I used some scrap 50mm wide x 5mm thick aluminum bar I had on hand to create a plate that would bolt to my aluminum block and the reader.  In order to get the spacing right I made little 3D printed standoffs for the scales.   It took three iterations to get just the right thickness to make things pretty square.   The scale is mounted to some 1" aluminum angle that is connected to the mill using the same threaded holes the plastic cover used.   The angle was drilled and tapped to mount the scale.  I will be making a sheet metal cover for the whole assembly that will mount to the holes on the right hand side that held the plastic front cover.


----------



## Tomzo (Feb 18, 2022)

For the X axis I took off the bumper stops and the little metal stop/   I took some thicker aluminum plate and milled down the upper part of it that holds the read head.  This allows the thicker part to be bolted to the cast iron base and leaves clearance for the 3mm button head screws that hold the read head.   Here is the part from my design in FreeCAD:






Here is how that looks mounted to the machine.   I also 3D printed little standoff pads (again with a few iterations) to get things spaced correctly.

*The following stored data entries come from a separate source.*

PR #766, opened 2021-06-04
Update version.go

gaborszakacs:
Seems like we are at version 1.47.0 🤔

### DIFF
--- a/version/version.go
+++ b/version/version.go
@@ -1,4 +1,4 @@
 package version
 
 // VERSION ...
-const VERSION = "1.46.0"
+const VERSION = "1.47.0"
--- a/_tests/integration/version_test.go
+++ b/_tests/integration/version_test.go
@@ -10,7 +10,7 @@ import (
 )
 
 const (
-	expectedCLIVersion = "1.46.0"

I still need to fabricate some sheet metal chip covers for these and plan to use the slot where the bump stops were in some way.   Or I will figure out something else entirely...


----------



## Tomzo (Feb 18, 2022)

For the Y axis I think my design likely needs help.   I measured the angle on the cast iron base side with a little digital angle meter and it came out to 3 degrees.   I printed more standoff pads for the scale using that angle and, after a few iterations, I got the scale plumb and then used two pieces of aluminum with one bolted to the bed of the mill and the other bolted to the read head and the first plate.   I had to really torque those screws to get this system to work without differential movement between the plates.   I generally give myself 1/2mm or so clearance on through holes and at first the top plate would move but the read head's "sticktion" would resist movement until the bolts hit the side of the through holes.   After some adjustments in my standoffs that got everything lined up I was able to remove that movement.   I may find a thicker piece of aluminum and make this out of one piece.   

I am also concerned about the moment arm I am making with the connection to the bed of the mill being so far from the read head.   My calibrations came out great - I am within a thousandth on the Y axis when calibrating with TouchDRO.   My skills are going to be the limiting factor not the DRO.


----------



## Tomzo (Feb 18, 2022)

Anyway, I put some adhesive zip tie anchors in some key spots and restrained the cables.   All axes have the head moving (with the x moving when Y is moving) and a fixed scale so I made sure to leave enough slack.   I then got a cheap tablet holder arm from Amazon to hold the Fire8 HD tablet that runs the system.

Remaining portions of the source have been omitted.